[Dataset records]
>>

PR #2263, opened 2026-08-20
feat(chain): add ChainPosition::confirmations_lower_bound

Dmenec:
Suggested by @nymius in https://github.com/bitcoindevkit/bdk/pull/2246#discussion_r3796478212.

### Description

Adds `ChainPosition::confirmations_lower_bound(tip)`, which returns the number of blocks mined on top of a confirmed position's block, given the chain `tip`. Returns `None` if the position is unconfirmed, or if the confirmation height is above `tip`.

### Changelog notice

- Added `ChainPosition::confirmations_lower_bound`, returning the number of blocks mined on top of a confirmed position's block given the chain tip.

#### All Submissions:

* [x] I ran `just p` before committing

#### New Features:

### DIFF
--- a/crates/chain/src/chain_data.rs
+++ b/crates/chain/src/chain_data.rs
@@ -83,6 +83,21 @@ impl<A: Anchor> ChainPosition<A> {
             ChainPosition::Unconfirmed { .. } => None,
         }
     }
+
+    /// Number of confirmations of this position, given `tip`.
+    ///
+    /// Returns `0` if unconfirmed, or if the confirmation height is above `tip`.
+    pub fn confirmations_lower_bound(&self, tip: u32) -> u32 {
+        let Some(height) = self.confirmation_height_upper_bound() else {
+            return 0;
+        };
+
+        if height > tip {
+            return 0;
+        }
+
+        tip - height + 1
+    }
 }
 
 /// Ordering for `ChainPosition`:
@@ -334,5 +349,30 @@ mod test {
                 },
             ]
         );
+    }
+
+    #[test]
+    fn test_confirmations_lower_bound() {
+        let confirmed_at = |height: u32| ChainPosition::Confirmed {
+            anchor: ConfirmationBlockTime {
+                confirmation_time: 0,
+                block_id: BlockId {
+                    height,
+                    ..Default::default()
+                },
+            },
+            transitively: None,
+        };
+
+        assert_eq!(confirmed_at(100).confirmations_lower_bound(100), 1);
+        assert_eq!(confirmed_at(99).confirmations_lower_bound(100), 2);
+        assert_eq!(confirmed_at(90).confirmations_lower_bound(100), 11);
+        assert_eq!(confirmed_at(101).confirmations_lower_bound(100), 0);
+
+        let unconfirmed = ChainPosition::<ConfirmationBlockTime>::Unconfirmed {
+            first_seen: Some(1),
+            last_seen: Some(2),
+        };
+        assert_eq!(unconfirmed.confirmations_lower_bound(100), 0);
     }
 }


evanlinjin:
The concept that is more common is "confirmations". Would it be better to just have `confirmations() -> Option<u32>` and for callers that need "blocks since conf", it will be `confirmations.and_then(|n| n.checked_sub(1))`?

Edit: Note that it would be `confirmations_lower_bound`.

nymius:
> The concept that is more common is "confirmations". Would it be better to just have `confirmations() -> Option<u32>` and for callers that need "blocks since conf", it will be `confirmations.and_then(|n| n.checked_sub(1))`?
> 
> Edit: Note that it would be `confirmations_lower_bound`.

Agree, it is more familiar. Something I should have asked before suggesting this is, is it interesting from an API user perspective? Because I came up with this in the context of a test, but seems to be useful in other contexts.

evanlinjin:
@nymius I think getting confirmations from chain position is definitely useful. It's what a wallet would want to show to the user.

crates/chain/src/chain_data.rs
```diff
@@ -83,6 +83,19 @@ impl<A: Anchor> ChainPosition<A> {
...
+    ///
+    /// Returns `None` if unconfirmed, or if the confirmation height is above `tip`.
+    pub fn confirmations_lower_bound(&self, tip: u32) -> Option<u32> {
+        let height = self.confirmation_height_upper_bound()?;
+
+        if height > tip {
+            return None;
+        }
+
+        Some(tip - height + 1)
```
nymius: What happens when `tip` << `height`?

Dmenec:
```
if height > tip {
  return None;
}
```
I don't think there's any case where `tip - height + 1` can be reached when `height > tip`.

nymius: I would love to say I'm reading this through the one line screen of a beeper, but I'm not. Shortsightedness at its prime. You're right.

evanlinjin:
@nymius @Dmenec what do you think about `confirmations_lower_bound` returning `u32` where `0` means unconfirmed? Right now it is not clear what's different between `None` and `Some(0)`.

nymius:
> @nymius @Dmenec what do you think about `confirmations_lower_bound` returning `u32` where `0` means unconfirmed? Right now it is not clear what's different between `None` and `Some(0)`.

Sounds better, 0 describes clearly no confirmations.

Dmenec:
> @nymius @Dmenec what do you think about `confirmations_lower_bound` returning `u32` where `0` means unconfirmed? Right now it is not clear what's different between `None` and `Some(0)`.

Not totally sure about this. with `Option` the caller is forced to handle the unconfirmed case explicitly, if we return a `u32` something like confirmations -1 would underflow when unconfirmed. 

In case we decide to change this to`u32` maybe `confirmation_height_upper_bound` should work the same way?

Edit: Don't think `confirmation_height_upper_bound` can be `u32`, since `None` is returned for unconfirmed and `0` for confirmed at genesis block.

nymius:
> > @nymius @Dmenec what do you think about `confirmations_lower_bound` returning `u32` where `0` means unconfirmed? Right now it is not clear what's different between `None` and `Some(0)`.
> 
> Not totally sure about this. with `Option` the caller is forced to handle the unconfirmed case explicitly, if we return a `u32` something like confirmations -1 would underflow when unconfirmed.
> 
> In case we decide to change this to`u32` maybe `confirmation_height_upper_bound` should work the same way?
> 
> Edit: Don't think `confirmation_height_upper_bound` can be `u32`, since `None` is returned for unconfirmed and `0` for confirmed at genesis block.

How `-1` would be a real number of confirmations? It could be an estimate, but you would never know.

Dmenec:
> > > @nymius @Dmenec what do you think about `confirmations_lower_bound` returning `u32` where `0` means unconfirmed? Right now it is not clear what's different between `None` and `Some(0)`.
> > 
> > 
> > Not totally sure about this. with `Option` the caller is forced to handle the unconfirmed case explicitly, if we return a `u32` something like confirmations -1 would underflow when unconfirmed.
> > In case we decide to change this to`u32` maybe `confirmation_height_upper_bound` should work the same way?
> > Edit: Don't think `confirmation_height_upper_bound` can be `u32`, since `None` is returned for unconfirmed and `0` for confirmed at genesis block.
> 
> How `-1` would be a real number of confirmations? It could be an estimate, but you would never know.

Sorry, I think I was a bit ambiguous there.. I meant `confirmations - 1` as the conversion from confirmations to blocks since confirmation, not as a confirmation count itself.

What I had in mind with `-> u32` is a caller doing:

```rust
let blocks_since_conf = pos.confirmations_lower_bound(tip) - 1;
```

For an unconfirmed position that's `0 - 1`, which panics in debug and wraps to `u32::MAX` in release, so the check silently passes. With `Option` the compiler forces you to handle that case.

nymius:
> > > > @nymius @Dmenec what do you think about `confirmations_lower_bound` returning `u32` where `0` means unconfirmed? Right now it is not clear what's different between `None` and `Some(0)`.
> > > 
> > > 
> > > Not totally sure about this. with `Option` the caller is forced to handle the unconfirmed case explicitly, if we return a `u32` something like confirmations -1 would underflow when unconfirmed.
> > > In case we decide to change this to`u32` maybe `confirmation_height_upper_bound` should work the same way?
> > > Edit: Don't think `confirmation_height_upper_bound` can be `u32`, since `None` is returned for unconfirmed and `0` for confirmed at genesis block.
> > 
> > 
> > How `-1` would be a real number of confirmations? It could be an estimate, but you would never know.
> 
> Sorry, I think I was a bit ambiguous there.. I meant `confirmations - 1` as the conversion from confirmations to blocks since confirmation, not as a confirmation count itself.
> 
> What I had in mind with `-> u32` is a caller doing:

<<

Every entry should be output again exactly as written.

§ Result for this exercise
PR #2263, opened 2026-08-20
feat(chain): add ChainPosition::confirmations_lower_bound

Dmenec:
Suggested by @nymius in https://github.com/bitcoindevkit/bdk/pull/2246#discussion_r3796478212.

### Description

Adds `ChainPosition::confirmations_lower_bound(tip)`, which returns the number of blocks mined on top of a confirmed position's block, given the chain `tip`. Returns `None` if the position is unconfirmed, or if the confirmation height is above `tip`.

### Changelog notice

- Added `ChainPosition::confirmations_lower_bound`, returning the number of blocks mined on top of a confirmed position's block given the chain tip.

#### All Submissions:

* [x] I ran `just p` before committing

#### New Features:

### DIFF
--- a/crates/chain/src/chain_data.rs
+++ b/crates/chain/src/chain_data.rs
@@ -83,6 +83,21 @@ impl<A: Anchor> ChainPosition<A> {
             ChainPosition::Unconfirmed { .. } => None,
         }
     }
+
+    /// Number of confirmations of this position, given `tip`.
+    ///
+    /// Returns `0` if unconfirmed, or if the confirmation height is above `tip`.
+    pub fn confirmations_lower_bound(&self, tip: u32) -> u32 {
+        let Some(height) = self.confirmation_height_upper_bound() else {
+            return 0;
+        };
+
+        if height > tip {
+            return 0;
+        }
+
+        tip - height + 1
+    }
 }
 
 /// Ordering for `ChainPosition`:
@@ -334,5 +349,30 @@ mod test {
                 },
             ]
         );
+    }
+
+    #[test]
+    fn test_confirmations_lower_bound() {
+        let confirmed_at = |height: u32| ChainPosition::Confirmed {
+            anchor: ConfirmationBlockTime {
+                confirmation_time: 0,
+                block_id: BlockId {
+                    height,
+                    ..Default::default()
+                },
+            },
+            transitively: None,
+        };
+
+        assert_eq!(confirmed_at(100).confirmations_lower_bound(100), 1);
+        assert_eq!(confirmed_at(99).confirmations_lower_bound(100), 2);
+        assert_eq!(confirmed_at(90).confirmations_lower_bound(100), 11);
+        assert_eq!(confirmed_at(101).confirmations_lower_bound(100), 0);
+
+        let unconfirmed = ChainPosition::<ConfirmationBlockTime>::Unconfirmed {
+            first_seen: Some(1),
+            last_seen: Some(2),
+        };
+        assert_eq!(unconfirmed.confirmations_lower_bound(100), 0);
     }
 }


evanlinjin:
The concept that is more common is "confirmations". Would it be better to just have `confirmations() -> Option<u32>` and for callers that need "blocks since conf", it will be `confirmations.and_then(|n| n.checked_sub(1))`?

Edit: Note that it would be `confirmations_lower_bound`.

nymius:
> The concept that is more common is "confirmations". Would it be better to just have `confirmations() -> Option<u32>` and for callers that need "blocks since conf", it will be `confirmations.and_then(|n| n.checked_sub(1))`?
> 
> Edit: Note that it would be `confirmations_lower_bound`.

Agree, it is more familiar. Something I should have asked before suggesting this is, is it interesting from an API user perspective? Because I came up with this in the context of a test, but seems to be useful in other contexts.

evanlinjin:
@nymius I think getting confirmations from chain position is definitely useful. It's what a wallet would want to show to the user.

crates/chain/src/chain_data.rs
```diff
@@ -83,6 +83,19 @@ impl<A: Anchor> ChainPosition<A> {
...
+    ///
+    /// Returns `None` if unconfirmed, or if the confirmation height is above `tip`.
+    pub fn confirmations_lower_bound(&self, tip: u32) -> Option<u32> {
+        let height = self.confirmation_height_upper_bound()?;
+
+        if height > tip {
+            return None;
+        }
+
+        Some(tip - height + 1)
```
nymius: What happens when `tip` << `height`?

Dmenec:
```
if height > tip {
  return None;
}
```
I don't think there's any case where `tip - height + 1` can be reached when `height > tip`.

nymius: I would love to say I'm reading this through the one line screen of a beeper, but I'm not. Shortsightedness at its prime. You're right.

evanlinjin:
@nymius @Dmenec what do you think about `confirmations_lower_bound` returning `u32` where `0` means unconfirmed? Right now it is not clear what's different between `None` and `Some(0)`.

nymius:
> @nymius @Dmenec what do you think about `confirmations_lower_bound` returning `u32` where `0` means unconfirmed? Right now it is not clear what's different between `None` and `Some(0)`.

Sounds better, 0 describes clearly no confirmations.

Dmenec:
> @nymius @Dmenec what do you think about `confirmations_lower_bound` returning `u32` where `0` means unconfirmed? Right now it is not clear what's different between `None` and `Some(0)`.

Not totally sure about this. with `Option` the caller is forced to handle the unconfirmed case explicitly, if we return a `u32` something like confirmations -1 would underflow when unconfirmed. 

In case we decide to change this to`u32` maybe `confirmation_height_upper_bound` should work the same way?

Edit: Don't think `confirmation_height_upper_bound` can be `u32`, since `None` is returned for unconfirmed and `0` for confirmed at genesis block.

nymius:
> > @nymius @Dmenec what do you think about `confirmations_lower_bound` returning `u32` where `0` means unconfirmed? Right now it is not clear what's different between `None` and `Some(0)`.
> 
> Not totally sure about this. with `Option` the caller is forced to handle the unconfirmed case explicitly, if we return a `u32` something like confirmations -1 would underflow when unconfirmed.
> 
> In case we decide to change this to`u32` maybe `confirmation_height_upper_bound` should work the same way?
> 
> Edit: Don't think `confirmation_height_upper_bound` can be `u32`, since `None` is returned for unconfirmed and `0` for confirmed at genesis block.

How `-1` would be a real number of confirmations? It could be an estimate, but you would never know.

Dmenec:
> > > @nymius @Dmenec what do you think about `confirmations_lower_bound` returning `u32` where `0` means unconfirmed? Right now it is not clear what's different between `None` and `Some(0)`.
> > 
> > 
> > Not totally sure about this. with `Option` the caller is forced to handle the unconfirmed case explicitly, if we return a `u32` something like confirmations -1 would underflow when unconfirmed.
> > In case we decide to change this to`u32` maybe `confirmation_height_upper_bound` should work the same way?
> > Edit: Don't think `confirmation_height_upper_bound` can be `u32`, since `None` is returned for unconfirmed and `0` for confirmed at genesis block.
> 
> How `-1` would be a real number of confirmations? It could be an estimate, but you would never know.

Sorry, I think I was a bit ambiguous there.. I meant `confirmations - 1` as the conversion from confirmations to blocks since confirmation, not as a confirmation count itself.

What I had in mind with `-> u32` is a caller doing:

```rust
let blocks_since_conf = pos.confirmations_lower_bound(tip) - 1;
```

For an unconfirmed position that's `0 - 1`, which panics in debug and wraps to `u32::MAX` in release, so the check silently passes. With `Option` the compiler forces you to handle that case.

nymius:
> > > > @nymius @Dmenec what do you think about `confirmations_lower_bound` returning `u32` where `0` means unconfirmed? Right now it is not clear what's different between `None` and `Some(0)`.
> > > 
> > > 
> > > Not totally sure about this. with `Option` the caller is forced to handle the unconfirmed case explicitly, if we return a `u32` something like confirmations -1 would underflow when unconfirmed.
> > > In case we decide to change this to`u32` maybe `confirmation_height_upper_bound` should work the same way?
> > > Edit: Don't think `confirmation_height_upper_bound` can be `u32`, since `None` is returned for unconfirmed and `0` for confirmed at genesis block.
> > 
> > 
> > How `-1` would be a real number of confirmations? It could be an estimate, but you would never know.
> 
> Sorry, I think I was a bit ambiguous there.. I meant `confirmations - 1` as the conversion from confirmations to blocks since confirmation, not as a confirmation count itself.
> 
> What I had in mind with `-> u32` is a caller doing:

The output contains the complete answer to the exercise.